*** Dataset content

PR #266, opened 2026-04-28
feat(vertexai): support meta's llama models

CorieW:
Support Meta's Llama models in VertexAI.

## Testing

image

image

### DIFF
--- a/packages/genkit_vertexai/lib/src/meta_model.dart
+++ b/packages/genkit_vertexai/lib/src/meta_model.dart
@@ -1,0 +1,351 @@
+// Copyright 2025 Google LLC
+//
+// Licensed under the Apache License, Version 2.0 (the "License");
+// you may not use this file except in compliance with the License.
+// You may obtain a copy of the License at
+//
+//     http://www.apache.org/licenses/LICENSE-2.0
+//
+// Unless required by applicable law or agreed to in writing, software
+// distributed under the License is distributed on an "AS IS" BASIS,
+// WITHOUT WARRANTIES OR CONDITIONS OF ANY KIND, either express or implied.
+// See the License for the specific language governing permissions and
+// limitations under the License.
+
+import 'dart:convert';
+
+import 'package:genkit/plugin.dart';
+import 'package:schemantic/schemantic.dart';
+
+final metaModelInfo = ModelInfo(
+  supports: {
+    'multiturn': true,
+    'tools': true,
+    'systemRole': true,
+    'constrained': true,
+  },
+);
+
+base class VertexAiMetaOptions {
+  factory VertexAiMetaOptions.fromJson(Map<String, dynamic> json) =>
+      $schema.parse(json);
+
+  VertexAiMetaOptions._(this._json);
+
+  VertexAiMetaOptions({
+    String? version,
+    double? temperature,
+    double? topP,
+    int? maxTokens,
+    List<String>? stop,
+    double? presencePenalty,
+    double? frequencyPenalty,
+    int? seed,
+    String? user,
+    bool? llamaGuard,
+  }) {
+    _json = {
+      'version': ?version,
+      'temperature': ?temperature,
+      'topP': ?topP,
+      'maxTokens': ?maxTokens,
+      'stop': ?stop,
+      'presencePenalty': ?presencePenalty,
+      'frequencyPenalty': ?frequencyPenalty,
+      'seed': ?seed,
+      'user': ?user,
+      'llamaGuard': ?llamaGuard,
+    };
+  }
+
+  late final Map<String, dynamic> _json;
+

******

In full and without edits, return the listing.

| Solution to the exercise |
PR #266, opened 2026-04-28
feat(vertexai): support meta's llama models

CorieW:
Support Meta's Llama models in VertexAI.

## Testing

image

image

### DIFF
--- a/packages/genkit_vertexai/lib/src/meta_model.dart
+++ b/packages/genkit_vertexai/lib/src/meta_model.dart
@@ -1,0 +1,351 @@
+// Copyright 2025 Google LLC
+//
+// Licensed under the Apache License, Version 2.0 (the "License");
+// you may not use this file except in compliance with the License.
+// You may obtain a copy of the License at
+//
+//     http://www.apache.org/licenses/LICENSE-2.0
+//
+// Unless required by applicable law or agreed to in writing, software
+// distributed under the License is distributed on an "AS IS" BASIS,
+// WITHOUT WARRANTIES OR CONDITIONS OF ANY KIND, either express or implied.
+// See the License for the specific language governing permissions and
+// limitations under the License.
+
+import 'dart:convert';
+
+import 'package:genkit/plugin.dart';
+import 'package:schemantic/schemantic.dart';
+
+final metaModelInfo = ModelInfo(
+  supports: {
+    'multiturn': true,
+    'tools': true,
+    'systemRole': true,
+    'constrained': true,
+  },
+);
+
+base class VertexAiMetaOptions {
+  factory VertexAiMetaOptions.fromJson(Map<String, dynamic> json) =>
+      $schema.parse(json);
+
+  VertexAiMetaOptions._(this._json);
+
+  VertexAiMetaOptions({
+    String? version,
+    double? temperature,
+    double? topP,
+    int? maxTokens,
+    List<String>? stop,
+    double? presencePenalty,
+    double? frequencyPenalty,
+    int? seed,
+    String? user,
+    bool? llamaGuard,
+  }) {
+    _json = {
+      'version': ?version,
+      'temperature': ?temperature,
+      'topP': ?topP,
+      'maxTokens': ?maxTokens,
+      'stop': ?stop,
+      'presencePenalty': ?presencePenalty,
+      'frequencyPenalty': ?frequencyPenalty,
+      'seed': ?seed,
+      'user': ?user,
+      'llamaGuard': ?llamaGuard,
+    };
+  }
+
+  late final Map<String, dynamic> _json;
+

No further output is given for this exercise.